** Opening Records provided block **

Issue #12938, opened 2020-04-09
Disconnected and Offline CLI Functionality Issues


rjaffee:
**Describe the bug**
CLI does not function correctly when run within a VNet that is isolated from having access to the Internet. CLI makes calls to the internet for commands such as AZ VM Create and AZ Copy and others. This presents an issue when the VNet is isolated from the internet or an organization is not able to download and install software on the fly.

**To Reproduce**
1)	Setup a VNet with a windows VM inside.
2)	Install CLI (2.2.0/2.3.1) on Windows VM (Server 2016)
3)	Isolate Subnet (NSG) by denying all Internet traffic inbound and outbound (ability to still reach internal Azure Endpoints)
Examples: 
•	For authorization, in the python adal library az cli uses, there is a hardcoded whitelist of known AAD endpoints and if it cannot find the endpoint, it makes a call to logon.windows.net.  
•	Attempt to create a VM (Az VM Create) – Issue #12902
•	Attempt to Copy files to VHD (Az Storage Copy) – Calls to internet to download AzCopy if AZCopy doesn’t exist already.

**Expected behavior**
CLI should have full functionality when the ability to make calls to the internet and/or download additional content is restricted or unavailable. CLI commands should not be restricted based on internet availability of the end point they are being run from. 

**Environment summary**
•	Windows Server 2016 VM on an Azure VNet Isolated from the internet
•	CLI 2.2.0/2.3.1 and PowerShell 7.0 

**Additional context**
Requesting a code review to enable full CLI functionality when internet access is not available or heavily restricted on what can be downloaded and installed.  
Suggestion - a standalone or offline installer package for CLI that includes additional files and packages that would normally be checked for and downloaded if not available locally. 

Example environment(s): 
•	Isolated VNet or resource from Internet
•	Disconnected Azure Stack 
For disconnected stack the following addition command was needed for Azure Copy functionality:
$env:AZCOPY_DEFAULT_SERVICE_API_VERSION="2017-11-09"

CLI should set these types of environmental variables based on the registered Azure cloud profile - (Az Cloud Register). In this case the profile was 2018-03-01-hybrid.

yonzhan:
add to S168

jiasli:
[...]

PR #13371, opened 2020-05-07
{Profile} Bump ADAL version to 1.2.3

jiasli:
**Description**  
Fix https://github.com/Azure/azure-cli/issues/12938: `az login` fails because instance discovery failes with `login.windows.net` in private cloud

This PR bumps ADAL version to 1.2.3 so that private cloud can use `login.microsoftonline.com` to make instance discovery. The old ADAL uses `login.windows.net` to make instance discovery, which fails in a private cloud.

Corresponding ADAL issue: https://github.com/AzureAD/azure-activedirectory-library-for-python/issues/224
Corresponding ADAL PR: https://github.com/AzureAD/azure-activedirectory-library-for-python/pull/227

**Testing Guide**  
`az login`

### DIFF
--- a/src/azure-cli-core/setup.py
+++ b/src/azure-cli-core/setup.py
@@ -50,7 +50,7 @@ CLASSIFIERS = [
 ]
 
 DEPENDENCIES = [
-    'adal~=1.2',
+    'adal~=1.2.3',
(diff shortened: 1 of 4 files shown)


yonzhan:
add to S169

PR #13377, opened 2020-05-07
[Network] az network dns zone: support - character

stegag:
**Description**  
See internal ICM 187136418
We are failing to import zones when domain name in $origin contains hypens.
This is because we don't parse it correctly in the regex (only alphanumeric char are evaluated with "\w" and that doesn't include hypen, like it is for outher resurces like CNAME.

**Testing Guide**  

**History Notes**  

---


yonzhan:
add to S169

** Closing Records provided block **

Your instructions:
After locating the line with "CLI should have" above, return that line and every later line through the one with "Requesting a code", word for word and with nothing else.

Response:
CLI should have full functionality when the ability to make calls to the internet and/or download additional content is restricted or unavailable. CLI commands should not be restricted based on internet availability of the end point they are being run from. 

**Environment summary**
•	Windows Server 2016 VM on an Azure VNet Isolated from the internet
•	CLI 2.2.0/2.3.1 and PowerShell 7.0 

**Additional context**
Requesting a code review to enable full CLI functionality when internet access is not available or heavily restricted on what can be downloaded and installed.  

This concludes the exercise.